## [What you will do]
Filter these entries so that only lines with the word "daschi" remain.

## [Stored data]
+ + + +

Issue #670, opened 2020-12-17
[MO District Restricted View] Update getUserDistricts to actually read proper districts list from file/Auth0


ageiduschek:
**What needs to be done? Why does it need to be done?**
Restricted district support was initially implemented in [this PR](https://github.com/Recidiviz/pulse-dashboard/pull/461/files), but will need to be adapted to support the final backend implementation, which will likely either a) send a `districts` list via the Auth0 user or b) send a mapping of email to districts list through an API file.

The getUserDistricts() function will have to be adapted to read the district information properly.

Note: there is extra code in the original PR built with the understanding that we would give regional supervisors access to data only in their region. But @sychang confirmed that this is not the case. There will be no region information passed to the frontend and we do not need to maintain the mapping of MO region -> district in `src/tenants.json`.

**Additional context**
Design task to figure out communication with pulse backend here: #669

PR #698, opened 2021-01-20
UserStore and AuthWall instead of TenantRoutes

jovergaag:
## Description of the change

For the district restricted access feature, we need to fetch the user to district mappings from the API. Rather than initiate this fetch from the charts, I decided to make the move to a `UserStore` and use that store to initiate the fetch (this PR does not have the district restricted access work yet). The `UserStore` and `AuthWall` is largely ported over from public-dashboard, with changes made as needed.

A few things to note:
- this introduces TypeScript, it didn't make sense to me to port the public-dashboard code to Javascript when we are eventually going to try to transition the whole repo to TypeScript (along with this addition of TS, I added tsconfig.json and added TS linting which required a few linting changes in files unrelated to the UserStore)
- This moves the functionality in `TenantRoutes` of checking whether the user has access to a given layout into the `AuthWall`. Eventually, we should keep the `currentTenantId` in the path and use that to determine which layout to render, but until then this will work.
- changes the `yarn test` script to run `react-scripts test` which I find much more efficient to work with
- - removes previous implementation of restricted district access because the new implementation makes more sense (coming soon...)

I have tested the auth flows thoroughly after this change, including:
- authentication from users from all state_codes available
- creating new users - redirect looks good
- auth/creating new user on IE11

## Type of change

## Related issues

> Related to #670 

### Development

### Code review


src/RootStore/RootStore.js
```diff
@@ -30,6 +52,11 @@ export default class RootStore {
   constructor() {
     makeObservable(this, { filters: computed, currentTenantId: computed });
 
+    this.userStore = new UserStore({
+      authSettings: getAuthSettings(),
```
daschi, line 56: I'm curious why you chose to put this in the RootStore instead of as part of the UserStore?

daschi (approved):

+ + + +

## [Exercise answer]
daschi, line 56: I'm curious why you chose to put this in the RootStore instead of as part of the UserStore?
daschi (approved):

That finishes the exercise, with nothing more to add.